En mi diccionario espanol/frances, tengo "pito catalan" = pied de nez.


----------



## marcoszorrilla

Pues en un libro de expresiones que tengo lo equipara a:

*Faire la nique* ---> Hacer burla a alguien.


----------



## anneta

Gracias  a todos por la ayuda prestada para solucionar la cuestión.

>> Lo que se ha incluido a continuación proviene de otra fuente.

PR #4504, opened 2020-12-16
Implement Chunk#split

adamgfraser:
Splits a `Chunk` into `n` equally sized chunks. I had to implement this for dividing a collection into groups that could be processed in parallel and thought it could be useful for others.

Note that there is an existing `grouped` operator on Scala collections that does something similar but I think is slightly less useful for these types of operations. `grouped` divides a collection into groups where each group has the specified size, which means the actual number of groups may be more or less than the desired level of parallelism. This guarantees that the resulting number of groups will be equal to `n` (unless the chunk size is smaller than `n`) and that the chunks will be as close to equally sized as possible.

### DIFF
--- a/core/shared/src/main/scala/zio/Chunk.scala
+++ b/core/shared/src/main/scala/zio/Chunk.scala
@@ -701,7 +701,7 @@ sealed abstract class Chunk[+A] extends ChunkLike[A] { self =>
     val chunks    = ChunkBuilder.make[Chunk[A]]()
     var i         = 0
     while (i < remainder) {
-      val chunk = ChunkBuilder.make[A]
+      val chunk = ChunkBuilder.make[A]()
       var j     = 0
       while (j <= quotient) {
         chunk += iterator.next()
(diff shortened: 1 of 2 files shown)


core/shared/src/main/scala/zio/Chunk.scala
```diff
@@ -690,6 +690,41 @@ sealed abstract class Chunk[+A] extends ChunkLike[A] { self =>
...
 
+  /**
+   * Splits this chunk into `n` equally sized chunks.
+   */
+  final def split(n: Int): Chunk[Chunk[A]] = {
+    val length    = self.length
+    val quotient  = length / n
+    val remainder = length % n
+    val iterator  = self.iterator
+    val chunks    = ChunkBuilder.make[Chunk[A]]()
```
jdegoes, line 701: May be faster to materialize into an array, and then copy portions of it into sub arrays. But this looks good for now!

jdegoes (approved):

Issue #4518, opened 2020-12-23
ZIO Test: Add new spec type


jdegoes:
To provide a more "flat" style and without any commas, it would be nice to define a mutable spec, supporting the following syntax:

```scala
object MySpec extends MutableRunnableSpec {
  suite("foo") {
    testM("name") {
    } @@ ignore

    test("name 2") {
      suite("another suite") {
      }
    }
  }
}
```

This would be accomplished by defining `suite` and `test` and `testM` methods directly inside `MutableRunnableSpec`, which would mutably append to a data structure, which would be materialized when the `def spec` of the parent runnable spec is called.

In order to support annotations, the `test` and `suite` methods would have to return some object with `@@` side-effect method, which modifies in-place the last definition by applying the test aspect.

The goal would be to preserve the existing ZIO Test syntax and feature set almost exactly, while at the same time getting away from the "comma" syntax which many find annoying.

fokot:
I will take this

hmemcpy:
Thanks so much for this! I'll add support for it in the IntelliJ plugin and it will make my teammates happy 👍 

One question: can top-level tests be added without suite?

jdegoes:
Yes, no need for top-level suites. By default there is a top-level suite that has the same name as the spec object.

hmemcpy:
Excellent! Thank you!

hmemcpy:
Also I think this issue can be closed?

PR #4523, opened 2020-12-27
MutableRunnableSpec

fokot:
Fixing issue #4518 

I was trying to do it without so many `instanceOf` but couldn't find a way.

If we have the same parameter types on the methods in `SpecBuilder` as in `Spec` will have type safety in subsequent calls on the `SpecBuilder`. Is it enough?

Should I add also proving of environments? And do we want to have typesafety there (that all tests have environment which is supertype of the suite's environment)?


fokot:
I removed type parameters from the `suite` and `test` methods itself and `SpecBuilder`. Before it was: 
```
private[test] final class SpecBuilder[R, E, T](_spec: Spec[R, E, T]) {...}

var allSuites: Chunk[SpecBuilder[_, _, _]] = Chunk.empty
var tests: Chunk[SpecBuilder[_, _, _]]     = Chunk.empty
```
Because it needed me to do casting and existential types. And even if someone would like to provide some R he would need to do casting himself, so no typesafety.

To have `test` methods with R and E maybe I can add phantom type if it is convertible to the same type as is in `allSuites` and `tests`  but it would probably require some additional method, which would be there only if criteria is met e.g.
```
  suite("first") {

    test("simple") {
      assert(1)(equalTo(1))
    }.addTest
}
```
If you know of any better approach let me know.

Another safe option would be to have add type params to `MutableRunnableSpec[R, E] extends RunnableSpec[R, E]` and then have also `DefaultMutableRunnableSpec extends MutableRunnableSpec[TestEnvironment, Any]`. This would require all test methods in `MutableRunnableSpec` to have common R and E. If you think it is useful I can add it.

test/shared/src/main/scala/zio/test/MutableRunnableSpec.scala
```diff
@@ -0,0 +1,83 @@
...
+  def testM(label: String)(assertion: => ZIO[Environment, Failure, TestResult]): SpecBuilder = {
+    val test = zio.test.testM(label)(assertion)
+    val sb   = new SpecBuilder(test)
+    tests = tests :+ sb
+    sb
+  }
+
+  override def spec: ZSpec[Environment, Failure] =
+    zio.test.suite(self.getClass.getSimpleName)(
+      allSuites.map(_.spec.asInstanceOf[Spec[Any, TestFailure[Any], TestSuccess]]): _*
```
adamgfraser, line 81: You can get rid of the cast here.

test/shared/src/main/scala/zio/test/MutableRunnableSpec.scala
```diff
@@ -0,0 +1,83 @@
...
+ * }
+ * }}}
+ */
+trait MutableRunnableSpec extends DefaultRunnableSpec { self =>
+
+  type ZS = ZSpec[Environment, Any]
+
+  final class SpecBuilder(_spec: ZS) {
+
+    var spec: ZS = _spec
```
adamgfraser, line 27: `private`?

test/shared/src/main/scala/zio/test/MutableRunnableSpec.scala
```diff
@@ -0,0 +1,83 @@
...
+    final def @@(
+      aspect: TestAspect[Environment, Environment, Failure, Failure]
+    ): SpecBuilder = {
+      spec = spec @@ aspect
+      this
+    }
+
+  }
+
+  var allSuites: Chunk[SpecBuilder] = Chunk.empty
```
adamgfraser, line 44: `private`?

test/shared/src/main/scala/zio/test/MutableRunnableSpec.scala
```diff
@@ -0,0 +1,83 @@
...
+  var tests: Chunk[SpecBuilder]     = Chunk.empty
```
adamgfraser, line 45: `private`?

test/shared/src/main/scala/zio/test/MutableRunnableSpec.scala
```diff
@@ -0,0 +1,83 @@
...
+   * Builds a spec with a single effectful test.
+   */
+  def testM(label: String)(assertion: => ZIO[Environment, Failure, TestResult]): SpecBuilder = {
+    val test = zio.test.testM(label)(assertion)
+    val sb   = new SpecBuilder(test)
+    tests = tests :+ sb
+    sb
+  }
+
+  override def spec: ZSpec[Environment, Failure] =
```
adamgfraser, line 79: `final`?

adamgfraser (commented):
Looks good. As you say, the biggest issue is providing the environment. Since `suite`, `test`, and `testM` now perform the side effect of adding to the spec we need whatever we are adding to have the right environment type at the time we add it, which means it is difficult for us to implement operators that provide the environment.

test/shared/src/main/scala/zio/test/MutableRunnableSpec.scala
fokot: Fixed

test/shared/src/main/scala/zio/test/MutableRunnableSpec.scala
fokot: Fixes

test/shared/src/main/scala/zio/test/MutableRunnableSpec.scala
```diff
@@ -0,0 +1,144 @@
...
+ *     test("name 3")
+ *   }
+ * }
+ * }}}
+ */
+class MutableRunnableSpec[R <: Has[_]](layer: ZLayer[TestEnvironment, Throwable, R])
+    extends RunnableSpec[TestEnvironment, Any] {
+  self =>
+
+  type ZS = ZSpec[R, Any]
```
jdegoes, line 30: If the user doesn't need to see this type alias, then I would make it private, so it doesn't clutter up the Scaladoc.

test/shared/src/main/scala/zio/test/MutableRunnableSpec.scala
```diff
@@ -0,0 +1,144 @@
...
+
+  class InAnotherTestException(`type`: String, label: String)
```
jdegoes, line 32: If the user doesn't need to see this class, then I would make it private, so it doesn't clutter up the Scaladoc.

test/shared/src/main/scala/zio/test/MutableRunnableSpec.scala
```diff
@@ -0,0 +1,144 @@
...
+      extends Exception(s"${`type`} `${label}` is in another test")
+      with NoStackTrace
+
+  sealed trait SpecBuilder {
+    def toSpec: ZS
+    def label: String
+  }
+
+  case class SuiteBuilder(label: String) extends SpecBuilder {
```
jdegoes, line 41: `final` or at least `sealed`

test/shared/src/main/scala/zio/test/MutableRunnableSpec.scala
```diff
@@ -0,0 +1,144 @@
...
+ *
+ *     test("name 2")
+ *   }
+ *   suite("another suite") {
+ *     test("name 3")
+ *   }
+ * }
+ * }}}
+ */
+class MutableRunnableSpec[R <: Has[_]](layer: ZLayer[TestEnvironment, Throwable, R])
```
jdegoes, line 26: There is some overlap here with what Balasz is doing.

test/shared/src/main/scala/zio/test/MutableRunnableSpec.scala
```diff
@@ -0,0 +1,144 @@
...
+    final def @@(
+      aspect: TestAspect[R, R, Failure, Failure]
+    ): TestBuilder = {
+      toSpec = toSpec @@ aspect
+      this
+    }
+  }
+
+  // init SpecBuilder for this test class
+  var stack: List[SuiteBuilder] = SuiteBuilder(self.getClass.getSimpleName.stripSuffix("$")) :: Nil
```
jdegoes, line 84: These vars should definitely be hidden from view.

test/shared/src/main/scala/zio/test/MutableRunnableSpec.scala
```diff
@@ -0,0 +1,144 @@
...
+  var testRunning               = false
+
+  /**
+   * Builds a suite containing a number of other specs.
+   */
+  def suite(label: String)(specs: => SpecBuilder): SuiteBuilder = {
```
jdegoes, line 90: I'd make all the methods in here `final` unless there is a good reason not to do so.

test/shared/src/main/scala/zio/test/MutableRunnableSpec.scala
```diff
@@ -0,0 +1,144 @@
...
+    if (testRunning)
+      throw new InAnotherTestException("Test", label)
+    val test    = zio.test.testM(label)(assertion)
+    val builder = TestBuilder(label, test)
+    stack.head.nested = stack.head.nested :+ builder
+    builder
+  }
+
+  final override def spec: ZSpec[Environment, Failure] = {
+    testRunning = true
```
jdegoes, line 127: This is not quite correct. When `spec` is called, the effect is constructed, but it may not be run then (or ever). What you could do is attach a `@@ before` annotation to the spec which sets `testRunning = true` inside there.

test/shared/src/main/scala/zio/test/MutableRunnableSpec.scala
fokot: I used it only on 3 places so I removed it. And I also need different `ZSpec[Environment, Failure]`

test/shared/src/main/scala/zio/test/MutableRunnableSpec.scala
fokot: Fixed

test/shared/src/main/scala/zio/test/MutableRunnableSpec.scala
fokot: Fixed

test/shared/src/main/scala/zio/test/MutableRunnableSpec.scala
fokot: Fixed

test/shared/src/main/scala/zio/test/MutableRunnableSpec.scala
fokot: Fixed

test/shared/src/main/scala/zio/test/MutableRunnableSpec.scala
fokot: You are right :+1: The effect is not run but is already constructed. For me it is enough so I just renamed the variable to `specBuilt`. After that point no test method should be called to prevent `test` in `test` errors. I can not test it with stact because assertion to test is call by name `final def test(label: String)(assertion: => TestResult): TestBuilder`.

test/shared/src/main/scala/zio/test/MutableRunnableSpec.scala
fokot: Yes, I will speak with him. Maybe renaming would be good to call this 
DefaultMutableRunnableSpec -> MutableRunnableSpec
DefaultMutableRunnableSpec -> CustomMutableRunnableSpec
to have it consistent. What do you think? @jdegoes

test/shared/src/main/scala/zio/test/MutableRunnableSpec.scala
fokot: I made them just `sealed`. It is fine to have them inside `MutableRunnableSpec` not to pollute `zio.test` package and I can also use type parameters from `MutableRunnableSpec` and do not need to add them to `*Builder` classes. If I make them final, I get this compilation error `The outer reference in this type test cannot be checked at run time.`

test/shared/src/main/scala/zio/test/MutableRunnableSpec.scala
jdegoes: Maybe so.

jdegoes (commented):
I am good to merge if @adamgfraser is good. Thanks for your work on this!

adamgfraser (approved):
Looks good!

Creo efectivamente como Claude que es" burlarse de alguién."

  saludos


----------



## carmen López

NUEVA PREGUNTA​
Hola,

¿alguien puede decirme qué significa "faire un pied de nez"?
¿puede ser "sacar la lengua"?
Gracias,
Carmen


----------



## nhat

si ! es casi lo mismo
en realidad, es un tipo de mueca tambien.
consiste en poner el dedo gordo sobre la nariz y mover los otros dedos.
es un poco compicado para explicar... pero es lo que los ninos suelen hacer para pinchar a los otros.


----------



## Domtom

-
Es un signo burlesco dirigido contra alguien; para ello se apoya el pulgar de una mano en la punta de la nariz, con el resto de los dedos bien estirados.

_Hacer un palmo de narices a alguien._


----------



## totor

Domtom said:


> _Hacer un palmo de narices a alguien._



Te pido disculpas, Domtom, tú que eres catalán, pero por mis pagos ese gesto se llama *hacer pito catalán*  .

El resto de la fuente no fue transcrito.